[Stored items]

PR #133, opened 2022-02-08
implement pcountdown-circular component

dkent600:
## What was done
Implemented pcountdown-component.  Is designed to provide basic functionality that we can leverage in popup notifications, which will be done in a separate PR.

Demos:  https://prime-deals-dapp-git-pcountdown-circular-curvelabs.vercel.app/storybook/pcountdown-circular

demo

#### After


src/resources/elements/primeDesignSystem/_colors.scss
```diff
@@ -5,13 +5,15 @@ $Secondary02: #a258a7; // Accent color
 $Secondary03: #fff619; // Accent color
 $Secondary04: #ffce3d; // Accent color
 $Secondary05: #64557d; // Accent color
+$Purple-100: #64557d; // synonym for Secondary05
```
IonelLupu, line 8: why were these synonym added? I noticed the Figma design using these names but maybe they are old names. Can you confirm with Jaap if that's the case and use the "Secondary05" instead? If not, the best thing we can do is to assign the "Secondary05" variable to "$Purple-100": `$Purple-100: $Secondary05`

src/resources/elements/primeDesignSystem/demos/pCountdownCircularDemo.html
```diff
@@ -0,0 +1,74 @@
...
+    .ticked {
+      display: inline-block;
+    }
+
+    .clickable {
+      cursor: pointer;
+    }
+  </style>
+  <h1>Countdown from 10 seconds, alert on stopped</h1>
+  <div class="circularDemoContent">
```
IonelLupu, line 28: Not sure if it's a priority right now but the circular border looks jagged on Chrome when it's running. Should we try to fix it?

Also, not sure if it's a priority but should we animate the "ticks" between numbers? Right now it jumps from a number to another. It doesn't look that good when having a 3 second countdown for example.

IonelLupu (changes requested):

src/resources/elements/primeDesignSystem/_colors.scss
dkent600: Removed the synonyms because I think is best not to star tusing them yet.

src/resources/elements/primeDesignSystem/demos/pCountdownCircularDemo.html
dkent600: I would like to add animation, and have spent time on it, but have not been able to figure out how to do it, for either text or the curvy line.  Since it is not required in the mock, I don't think we should spend more time on it ATM.

IonelLupu (approved):

PR #169, opened 2022-02-14
using colors from the DS palette

giladt:
## What was done
The colors in the `timeLeft` element are now taken from the design-system color palette.


giladt:
Pending @v0ort confirmation for the dark orange color naming.

dkent600 (approved):

PR #171, opened 2022-02-15
Added the stage 5 of the registration wizard

IonelLupu:
## What was done
Added the stage 5 of the registration wizard

Preview:  https://prime-deals-dapp-git-features-stage-5-registra-4d05f3-curvelabs.vercel.app/initiate/token-swap/partnered-deal/token-details
image


src/resources/elements/primeDesignSystem/pform-input/pform-input.html
```diff
@@ -26,7 +26,7 @@
   <!-- Validation message section -->
   <p
     class="feedbackMessage ${ validationStateExists(validationState) ? 'feedbackMessageVisible': '' } ${validationState + 'Message'}">
-    ${validationMessage}
+    ${!inputReference.disabled ? validationMessage : ''}
     <slot name="validation"></slot>
   </p>
```
hiaux0, line 31: Does it make sense to `if.bind` the `<p>` element here?
If I understand correctly, in the `disabled` case, we don't show any validation message..
..except for when `slot="validation"` is used?

I guess, I'm just a bit confused about the intended behavior of `pform-input` in case of
- validation message and
- disabled

Usage of `slot="validation"` example: (in the demo page)

```html
  <pform-input label="Name" validation-state.bind="field3">
    <pinput-text value.bind="field3"></pinput-text>

    <div slot="validation">       // <--- HERE
      <b style="color: orange"><i class="far fa-trash-alt"></i> This is my Custom validation </b> message
    </div>
  </pform-input
```

src/resources/elements/primeDesignSystem/prange-slider/prange-slider.ts
```diff
@@ -10,33 +10,39 @@ export class PRangeSlider {
...
-  @computedFrom("value")
-  get percentage() {
-    this.updateCssVariables();
-    return this.value ?? 0;
-  }
-
   @computedFrom("value", "maxValue")
   get leftValue() {
-    return this.percentageToAbsoluteValue(this.value);
+    return this.left = this.percentageToAbsoluteValue(this.value);
```
hiaux0, line 22: Is there another way to update `this.left`?
I'm feeling a bit uncomfortable with this side effect in this getter here.

src/services/TokenService.ts
```diff
@@ -257,7 +257,7 @@ export class TokenService {
 
       return axios.get(uri)
         .then((response) => {
-          tokenInfo.price = response.data.market_data.current_price.usd ?? 0;
+          // tokenInfo.price = response.data.market_data.current_price.usd ?? 0;
```
hiaux0, line 260: Needed or dev remnant?

src/wizards/tokenSwapDealWizard/components/stageButtons/stageButtons.ts
```diff
@@ -8,6 +8,13 @@ import "./stageButtons.scss";
...
   @bindable wizardManager: any;
   @bindable showSubmit = false;
+  validating = false;
 
-  constructor(public wizardService: WizardService) {}
+  constructor(public wizardService: WizardService) {
+  }
+
+  async proceed() {
+    this.validating = true;
```
hiaux0, line 17:
```suggestion
    this.isLoading= true;
```
Because, to me, it seems like you are only controlling the `is-loading` in the `<pbutton>` here

src/wizards/tokenSwapDealWizard/components/tokenDetails/tokenDetails.html
```diff
@@ -0,0 +1,158 @@
+<template>
+  <pcard if.bind="viewMode === 'edit'">
+    <pform-input
+      helper-message.bind="tokenInfoLoading ? 'Searching token address details...': ''"
+      input-reference.bind="addressInput"
```
hiaux0, line 5: Nit: 
(Best in another PR) (Fine with ignoring this)
The word "reference" is a bit ambiguous in the context of an Aurelia View.
Because one uses 
`<my-ele ref="xyz">`
more than
`<my-ele view-model.ref="abc">`

--> I'd suggest to use "reference" when we refer to an HTMLElement.
In other cases, we make it more explicit like:
```suggestion
      input-view-model.bind="addressInputViewModel"
```

src/wizards/tokenSwapDealWizard/components/tokenDetails/tokenDetails.html
```diff
@@ -0,0 +1,158 @@
...
+    >
+      <pinput-text
+        input.trigger="getTokenInfo(token.address)"
+        placeholder="0x..."
+        validation-state.bind="tokenInfoLoading? 'validating': addressInput.validationState !== 'validating' ? addressInput.validationState : undefined"
+        value.bind="token.address & validate"
+        view-model.ref="addressInput"
+      ></pinput-text>
+    </pform-input>
+    <div if.bind="infoSearched">
```
hiaux0, line 17:
```suggestion
    <div if.bind="showTokenDetails">
```
For me
`infoSearched` - is what the code is doing
`showTokenDetails` - what the variable is about

src/wizards/tokenSwapDealWizard/components/tokenDetails/tokenDetails.html
```diff
@@ -0,0 +1,158 @@
...
+            <p>Decimals</p>
+            <p if.bind="token.decimals">${token.decimals}</p>
+            <pinput-numeric if.bind="!token.decimals" value.bind="token.decimals"></pinput-numeric>
+          </td>
+          <td>
+            <p>Logo <img height="24" src.bind="token.logoURI"></p>
+            <pinput-text value.bind="token.logoURI"></pinput-text>
+          </td>
+        </tr>
+      </table>
```
hiaux0, line 42: Just random related thought:
Wondering what is easier to maintain `<table>` or `display: grid`

hiaux0 (commented):
## Code
- Looks good overall.
- Places where I've started with "Nit:" can be ignored

## Fncality
- not tested

## Tests
What's the status of e2e tests?

src/wizards/tokenSwapDealWizard/components/tokenDetails/tokenDetails.ts
```diff
@@ -0,0 +1,122 @@
...
+  ValidationRules,
+} from "aurelia-validation";
+import { PrimeRenderer } from "../../../../resources/elements/primeDesignSystem/validation/primeRenderer";
+import { Validation } from "../../../../services/ValidationService";
+import { Utils } from "../../../../services/utils";
+
+@autoinject
+export class TokenDetails {
+  @bindable token: IToken;
+  @bindable.string() viewMode: "edit" | "view" = "edit";
```
hiaux0, line 20: Is `viewMode` used as a bindable?
Couldn't find it being used in `tokenDetailsStage.html` in `<token-details>`

src/wizards/tokenSwapDealWizard/components/tokenDetails/tokenDetails.ts
```diff
@@ -0,0 +1,122 @@
...
+  ) {
+
+    this.form = this.validationControllerFactory.createForCurrentScope();
+    this.form.validateTrigger = validateTrigger.change;
+    this.form.addRenderer(new PrimeRenderer);
+  }
+
+  attached() {
+    ValidationRules.customRule(
+      "isValidIERC20Address",
```
dkent600, line 41: Maybe we can add this to the ValidationService so is reusable?  No big deal if is not anticipated to be needed again

src/wizards/tokenSwapDealWizard/stages/tokenDetailsStage/tokenDetailsStage.ts
```diff
@@ -0,0 +1,78 @@
...
+export class TokenDetailsStage {
+  wizardManager: any;
+  wizardState: IWizardState<IDealRegistrationTokenSwap>;
+  isOpenDealWizard = false;
+  form: ValidationController;
+
+  tokenDetailsForms: ValidationController[] = [];
+
+  constructor(
+    public wizardService: WizardService,
```
dkent600, line 18: why public?

src/wizards/tokenSwapDealWizard/stages/tokenDetailsStage/tokenDetailsStage.ts
```diff
@@ -0,0 +1,78 @@
...
+  ) {
+  }
+
+  @computedFrom("isOpenDealWizard", "wizardState.registrationData.primaryDAO.tokens.length")
+  get hasValidTokensDetailsCount() {
```
dkent600, line 23: should declare a return type

src/wizards/tokenSwapDealWizard/stages/tokenDetailsStage/tokenDetailsStage.ts
```diff
@@ -0,0 +1,78 @@
...
+      return this.form.validate()
+        .then(result =>
+          result.valid &&
+          this.hasValidTokensDetailsCount &&
+          Boolean(tokenDetailsValidationResults.filter(Boolean).length),
+        );
+    });
+  }
+
+  addToken() {
```
dkent600, line 60: declare a return type

src/wizards/tokenSwapDealWizard/stages/tokenDetailsStage/tokenDetailsStage.ts
```diff
@@ -0,0 +1,78 @@
...
+      address: "",
+      amount: undefined,
+      instantTransfer: 0,
+      vestedTransfer: 0,
+      vestedFor: undefined,
+      cliffOf: undefined,
+    });
+  }
+
+  deleteToken(token: IToken) {
```
dkent600, line 71: return type :-)

src/wizards/tokenSwapDealWizard/components/tokenDetails/tokenDetails.ts
```diff
@@ -0,0 +1,122 @@
...
+      this.token.name = undefined;
+      this.token.logoURI = undefined;
+      this.token.symbol = undefined;
+      this.token.decimals = undefined;
+    }
+
+    this.infoSearched = true;
+  }
+
+  async save() {
```
dkent600, line 114: need a return type

src/services/TokenService.ts
dkent600: I asked to leave this.

src/wizards/tokenSwapDealWizard/components/stageButtons/stageButtons.html
```diff
@@ -9,8 +9,10 @@
     <pbutton
       if.bind="!showSubmit"
       type="primary"
-      click.delegate="wizardService.proceed(wizardManager)"
-      data-test="wizard-proceed-button">
+      click.delegate="proceed()"
+      data-test="wizard-proceed-button"
+      is-loading.bind="validating"
```
dkent600, line 14: why call this "is-loading" if is related to validating?  Why do we need this?

src/wizards/tokenSwapDealWizard/components/tokenDetails/tokenDetails.html
```diff
@@ -0,0 +1,158 @@
+<template>
```
dkent600, line 1: should not be located under "components" until we know it will be reused.

src/wizards/tokenSwapDealWizard/components/tokenDetails/tokenDetails.html
dkent600: I much prefer using div+grid.  I very rarely resort to using table.  Grid makes is more clear what behavior is required, and fewer permutations of technologies we have to work with, particularly in mobile responsiveness situations.

dkent600 (changes requested):
Needs a lot more testing.

Bad token url should give a validation message and not show the dead icon image.  This is Launch:

image

If the tokenInfo.name is not found, and I try typing in a name, this is what happens:

image

src/resources/elements/primeDesignSystem/pinput-group/pinput-group.scss
```diff
@@ -15,6 +16,12 @@ pinput-group {
     border-radius: $border-radius-normal;
   }
 
+  &.disabled {
+    .addon {
+      opacity: 0.43; // from the design system mock
```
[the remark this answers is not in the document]
IonelLupu: I am thinking this value is just a random value which will be changed to a proper design system value (when we will find it after the mockup is updated)

src/resources/elements/primeDesignSystem/prange-slider/prange-slider.html
```diff
@@ -12,13 +12,10 @@
...
-             max.bind="max"
-             min.bind="min"
-             ref="rangeInput"
-             step.bind="step"
-             type="range"
-             value.bind="value"
+      <input
+        ref="rangeInput"
+        type="range"
+        value.bind="value"
```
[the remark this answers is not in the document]
IonelLupu: the min max values are by default from 0 to 100 and we don't have any settings to change that for the `prange-slide` component

src/resources/elements/primeDesignSystem/prange-slider/prange-slider.ts
```diff
@@ -10,33 +10,39 @@ export class PRangeSlider {
   @bindable leftLabel?: string;
```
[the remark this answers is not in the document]
IonelLupu: Where should I add this information? 

ps. I changed it because it didn't work as expected when it was created in the first place

src/wizards/tokenSwapDealWizard/components/tokenDetails/tokenDetails.html
IonelLupu: This is a bigger change since there are a few more pages that uses this. So yes, we need a different PR for it. (feel free to create an issue for it if you want )

src/resources/elements/primeDesignSystem/pform-input/pform-input.html
IonelLupu: There is an issue in Aurelia where the slot is not replaced by our custom HTML if the parent of the slot has an if statement. I couldn't make it work. In case of custom error messages, you will have to handle their visibility manually. We can have a call about it in case you know a solution to this problem. If so, then yes, the if.bind should be on the `p` tag.

src/resources/elements/primeDesignSystem/prange-slider/prange-slider.ts
IonelLupu: Any recommendation on where to put it? I couldn't find a place that shows the input value in the component but also changes the `this.left` property

src/wizards/tokenSwapDealWizard/components/tokenDetails/tokenDetails.html
IonelLupu: removed the div

src/wizards/tokenSwapDealWizard/components/tokenDetails/tokenDetails.ts
IonelLupu: Yes. I wanted to do that but this validator uses the `this.tokenService` which I don't have access to in the `ValidationService` 😞

src/wizards/tokenSwapDealWizard/components/stageButtons/stageButtons.html
IonelLupu: I added this just to let the user know the app is doing something(validation in this case) before going to the next stage. If we don't have this loading icons, the user won't know why the "Proceed" button takes 2-3 seconds to change to the next stage. I am open to other suggestions.

hiaux0 (commented):
Peer reviewed together with @IonelLupu 
Code looks good overall 👍 

For me: test fnality

hiaux0 (commented):
Fnality
- the interaction between validation and switching-stages needs some refinement (future?)
  - addressed obvious flaw with red border around card

image

src/entities/DealRegistrationTokenSwap.ts
```diff
@@ -18,10 +18,18 @@ export enum Platforms {
...
-  balance: string,
   address: string,
+
+  name?: string,
+  symbol?: string,
+  decimals?: number,
+  logoURI?: string,
+
+  amount?: number;
+  instantTransfer: number
```
dkent600, line 29: amount, instantTransfer and vestedTransfer should be in wei, saved as a string (see, for example in launch, tokenDetails.maxSupply). Same for all eth/token amounts -- they must always be passed around in wei. numeric-input takes care of that, including converting to a string.

BTW I'd kinda prefer "instantTransferAmount" and "vestedTransferAmount"

src/resources/elements/primeDesignSystem/pform-input/pform-input.html
```diff
@@ -26,7 +26,7 @@
   <!-- Validation message section -->
   <p
     class="feedbackMessage ${ validationStateExists(validationState) ? 'feedbackMessageVisible': '' } ${validationState + 'Message'}">
-    ${validationMessage}
+    ${!inputReference.disabled ? validationMessage : ''}
```
dkent600, line 29: how about:

`${inputReference.disabled ? '' : validationMessage}`

src/resources/elements/primeDesignSystem/pinput-group/pinput-group.ts
```diff
@@ -1,9 +1,11 @@
-import { customElement, child } from "aurelia-framework";
+import { child, customElement } from "aurelia-framework";
 import "./pinput-group.scss";
+import { bindable } from "aurelia-typed-observable-plugin";
 
 @customElement("pinput-group")
 export class PInputGroup {
   element: Element;
+  @bindable.booleanAttr() disabled = false;
```
dkent600, line 8: doesn't need the "()"

src/resources/elements/primeDesignSystem/pinput-numeric/pinput-numeric.html
```diff
@@ -10,8 +10,10 @@
     autocomplete.to-view="autocomplete"
   ></numeric-input>
 
-  <i if.bind="validationState === 'warning'" class="feedback-icon fas fa-exclamation-circle"></i>
-  <i if.bind="validationState === 'error'" class="feedback-icon fas fa-exclamation-triangle"></i>
-  <i if.bind="validationState === 'validating'" class="feedback-icon fas fa-circle-notch loading"></i>
+<template if.bind="!disabled">
```
dkent600, line 13: Would the validation stuff be better located in pform-input?

src/wizards/tokenSwapDealWizard/components/stageButtons/stageButtons.html
dkent600: I get it, ok

src/wizards/tokenSwapDealWizard/components/tokenDetails/tokenDetails.html
dkent600: ok

src/wizards/tokenSwapDealWizard/components/tokenDetails/tokenDetails.html
```diff
@@ -0,0 +1,184 @@
...
+          No valid image found at the provided logo URL
+        </span>
+        </div>
+      </div>
+      <pform-input data-test="proposal-token-amount-field"
+                   input-reference.bind="amountInput"
+                   label="Amount"
+                   label-description="You are able to edit the amount of tokens to be swapped before the execution phase."
+      >
+        <pinput-numeric
```
dkent600, line 55: note you can just say `not-wei`.  I'm not sure that `.bind="true"` is even valid since `true` isn't a view-model instance variable.  Should be `not-wei="true"`.  But just plain `not-wei` is nicest.

dkent600 (changes requested):
1) Type an invalid image url, then delete it.  This should say something about being required

image

2) Instant and vested should not be editable

image

3) Amount should be cleared if the token address changes

4) I just cleared (and also when reentered) the token address and this error message is still showing

image

src/wizards/tokenSwapDealWizard/components/tokenDetails/tokenDetails.ts
dkent600: All you have to do is inject TokenService in ValidationService, no?

src/resources/elements/primeDesignSystem/pinput-numeric/pinput-numeric.html
IonelLupu: I tried that before and I tried it right now as well. It cannot be done because the icons have position: absolute and it won't look centered when you add more elements inside the pform-input "slot". Take this for example:
image

The icons will appear in the right hand side of the component 😢

dkent600 (changes requested):
1. entering an odd number like 5 results in 3 and 3 in the slider when set to 50%.  shouldn't it be 2.5 and 2.5?

2. typing numbers into either slider input doesn't have any effect on the slider input.  It should alter the slider position and the value of the other input.

3. entering an invalid value in a slider input should result in a validation error (like if the range is 10, enter 11).  

4. entering a cliff larger than the vesting period should display a validation error

5. I'd like to see more margin after the validation error messages.  Looks pretty cramped when a message is visible.

dkent600 (changes requested):
the slider left and right values need a tooltip that shows the value in full precision (like 2.12345), unless the spec calls for something different.

The cliff needs to be less than *or equal* to vesting period.

When I change the vesting period it should eliminate the cliff validation error

src/entities/DealRegistrationTokenSwap.ts
```diff
@@ -18,10 +18,18 @@ export enum Platforms {
 }
 
 export interface IToken {
-  name: string,
-  symbol: string,
-  balance: string,
   address: string,
+
+  name?: string,
```
dkent600, line 23: These shouldn't be optional?  Make sure they are initialized properly?

dkent600 (approved):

**YOUR ASSIGNMENT:** Search the data above for the word "true" and show every line that has it.

**OUTPUT OF THE TASK:**
+    this.validating = true;
    this.isLoading= true;
+    this.infoSearched = true;
dkent600, line 55: note you can just say `not-wei`.  I'm not sure that `.bind="true"` is even valid since `true` isn't a view-model instance variable.  Should be `not-wei="true"`.  But just plain `not-wei` is nicest.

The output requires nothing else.